UN Pension Review Raises Concerns Among Staff and Retirees
The United Nations General Assembly’s latest pension fund resolution — adopted at the end of December 2025 — has triggered concerns among current and former staff members of the organization that their retirement security may be at risk. The resolution invites the UN Pension Board to carry out a full review of the pension system, including consideration of defined-contribution and hybrid models and exploring ways to “lower contributions.”
That last phrase signals the review’s underlying intent: cost reduction rather than benefit enhancement. While framed as an “invitation,” the directive leaves the Pension Board with limited room to decline.
The current reported market value of the UN pension fund is $108.2 billion.
Initial readings of the resolution’s language about “respect for accrued rights” suggest that changes would affect only future UN employees. However, pension experts and staff representatives say that assumption may be misplaced.
Ian Richards, a staff representative on the Pension Board, issued a public warning on LinkedIn on Jan. 6, 2026, outlining potential risks of shifting from the current defined-benefit (DB) system to a defined-contribution (DC) model. These include lower investment returns and reduced pensions, closing the DB plan to new entrants, creation of a multitier system and potential new taxation on 401(k)-style accounts.
Michelle Rockcliffe, a former Pension Board member and ex-Pension Fund Benefits Officer, said in online commentary that real-world transitions from DB to DC systems often affect current employees. Typical transitions freeze or recalculate accrued service and push current staff into defined-contribution accounts going forward
What’s at risk
Against a backdrop of budget pressures and liquidity concerns at the UN, a recommendation to weaken or replace the current defined-benefit system after the review’s three-year timeframe is not unthinkable. The potential consequences are significant.
Current staff could lose guaranteed lifetime pensions, predictable benefit formulas and collective protection against market volatility and longevity risk (outliving one’s pension). Secondary effects could diminish cost-of-living adjustments, survivor benefits and disability coverage.
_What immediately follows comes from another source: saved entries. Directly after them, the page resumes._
PR #315, opened 2025-02-18
ci: add Go path filters to Go related workflows

a-hilaly:
Add path filters to only trigger Go related workflows when relevant files change:
   - **.go files
   - go.mod
   - go.sum

(except golangci-lint which is only needed for .go file changes)

### DIFF
--- a/.github/workflows/integration-tests.yaml
+++ b/.github/workflows/integration-tests.yaml
@@ -3,8 +3,16 @@ name: Integration Tests
 on:
   push:
     branches: [ main ]
+    paths:
+      - "**.go"
+      - go.mod
+      - go.sum
   pull_request:
     branches: [ main ]
+    paths:
+      - "**.go"
+      - go.mod
+      - go.sum
 
 jobs:
   integration:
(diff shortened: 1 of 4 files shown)


.github/workflows/integration-tests.yaml
```diff
@@ -2,31 +2,39 @@ name: Integration Tests
...
 
-    - name: Set up Go
-      uses: actions/setup-go@v5
-      with:
-        go-version-file: 'go.mod'
-        cache: true
+      - name: Set up Go
+        uses: actions/setup-go@v5
+        with:
+          go-version-file: "go.mod"
```
matthchr: minor: why `"` this and (basically) nothing else?

matthchr (approved):

.github/workflows/integration-tests.yaml
a-hilaly: That's my yaml formatter, and i don't like it too..

a-hilaly: Removed the formatting for now. We want to address that seperately!

matthchr (approved):

PR #316, opened 2025-02-18
Refactor dynamic controller queue to use typed rate limiting interface

DanielKlt:
RateLimitingInterface is deprecated and should be removed with TypedRateLimitingInterface


a-hilaly (approved):
Neat! Thanks a lot @DanielKlt !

For retirees, changes could destabilize current pension payments, weaken adjustment mechanisms and transfer investment and longevity risks from the institution to individuals.
Pension policy analysts note that meaningful protection requires structural safeguards rather than assurances. These include legally binding provisions that lock in all earned benefits to date, maintain past service under the DB formula as a closed legacy plan, separate those liabilities from any new scheme, prohibit conversions without individual consent and mandate an independent legal and actuarial review with full transparency and formal participation by staff and retirees.
The Pension Board’s track record compounds skepticism about such a review process. In 2019, the Board shelved an independent report recommending governance and transparency improvements, dismissing it under the trope “if it ain’t broke, don’t fix it.”
The pension fund’s history also includes retaliation against staff representatives over alleged confidentiality breaches and termination of senior whistleblower investment officers. Last July, the Coordinating Committee for International Staff Unions and Associations (CCISUA) of the UN system passed a resolution criticizing lack of transparency and treatment of whistleblowers.
Ethical questions also arose when the former representative of the Secretary-General for Investments moved to a firm conducting business with the fund.